Masterful Descriptive Writing From Isabella Bird
I've been re-rereading
A Lady's Life in the Rocky Mountains by
Isabella Bird about her trip to Colorado in 1873 and I am constant struck by the power of her descriptions. She's the only writer I've ever read who uses the word "empurpled."
She doesn't just see a horse, she sees "a high-bred, beautiful creature, stable-kept, with arched neck, quivering nostrils, and restless ears and eyes."
Then she mounts up and we get descriptions of the trails and the scenery. "It's not easy to sit down and write after ten hours of hard riding," she writes to her sister, "especially in a cabin full of people, and wholesome fatigue may make my letter flat when it ought to be enthusiastic."
Doesn't sound so flat to me:
"Very fair it was, after the bare and burning plains, and the variety was endless. Cotton-wood trees were green and bright, aspens shivered in gold temulousness, wild grape vines trailed their lemon-colored foliage along the ground, and the Virginia creeper hung its crimson sprays here and there, lightening green and gold into glory.
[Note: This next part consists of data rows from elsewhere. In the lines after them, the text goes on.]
PR #2634, opened 2022-08-25
Fix small difference between pdfs dense 2d/3d

rtaiello:
in` _compute_pdfs_3d` it's used `total_sum` to normalize the joint, whereas in` _compute_pdfs_2d` it was used `valid_points`.


skoudoro:
Thank you for doing this @rtaiello!

Can you update the tests or add a new one?

rtaiello:
@skoudoro I think that was a small typo, which can of test do I have to address?
Thanks in advance!

skoudoro:
yes, it is a small typo. However,  it is strange that we did not catch this small typo. it means that our unit tests do not check this point. 

Can you add/complete this test in the file https://github.com/dipy/dipy/blob/master/dipy/align/tests/test_parzenhist.py#L116

PR #2668, opened 2022-10-29
ENH: Make the DTI fit CLI metric saving message accurate

jhlegarreta:
Make the DTI fit CLI metric saving message accurate: print the actual output filenames of the metrics that are saved.

Previously, only the dirname of the eigen values was being printed (if it existed), printing the default saving directory name otherwise. However, if the metrics' output filenames were specified using the `--out_*` output optional arguments, the above message would result inaccurate/misleading.


jhlegarreta:
`codecov/patch` failure is unrelated.

skoudoro (approved):
make sense. LGTM, thanks @jhlegarreta

PR #506, opened 2024-05-15
New UE4SS working directory location

Buckminsterfullerene02:
**Description**

As according to the discussions in #476. Install location of all files will be in <game root dir>/ue4ss except proxy. Legacy locations all supported, but if files are in new locations, those take priority.

Proxy tries to load UE4SS.dll from new location, but the location of the UE4SS.dll (and thus the root directory) can be overriden by placing a file called `override.txt` next to the proxy and can contain either an absolute or relative path to the UE4SS.dll. Still supports legacy UE4SS.dll location.

Also changes the build script as all files need to be zipped inside of a `ue4ss/` folder that will still be unzipped inside of the game exe directory due to the proxy also being there.

**Type of change**

**How Has This Been Tested?**

Tested files in legacy, new, and overriden file locations, seperately and in a mix of two or three at once.

**Checklist**

- [x] Fix issue with console/dll not initialising game correctly
- [x] Fix release assets not going into the right places


Buckminsterfullerene02:
If running the game directly from the shipping exe, there is an issue where DRG doesn't load properly as shown:

image

If running the game from steam, it doesn't load up at all.

I'm sure both of these issues are related to the proxy dll, but I wouldn't even know where to begin with debugging as there is nothing obvious when breakingpoint debugging the proxy code.

UE4SS:
> If running the game directly from the shipping exe, there is an issue where DRG doesn't load properly as shown:
> 
> If running the game from steam, it doesn't load up at all.
> 
> I'm sure both of these issues are related to the proxy dll, but I wouldn't even know where to begin with debugging as there is nothing obvious when breakingpoint debugging the proxy code.

As far as Steam not working, that's because you're using `std::filesystem::current_path()` which gives you the working directory.
Steam actually uses the location of the non-shipping exe as the working directory.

"Sometimes from under the cool and bowery shade of the colored tangle we passed into the cool St. Vrain [Valley], and then were wedged between its margin and lofty cliffs and terraces of incredibly staring, fantastic rocks, lined, patched, and splashed with carmine, vermillion, greens of all tints, blue, yellow, orange, violet, deep crimson, coloring that no artist would dare to represent, and of which, in sober prose, I scarcely dare tell."